• [Source material]:
- - - - - - -

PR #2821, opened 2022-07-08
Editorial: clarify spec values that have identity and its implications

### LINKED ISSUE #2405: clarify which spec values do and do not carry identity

- - - - - - -

• [About this exercise]: Identify and extract each line of the listing that contains "values".

• [Exercise answer]:
Editorial: clarify spec values that have identity and its implications
### LINKED ISSUE #2405: clarify which spec values do and do not carry identity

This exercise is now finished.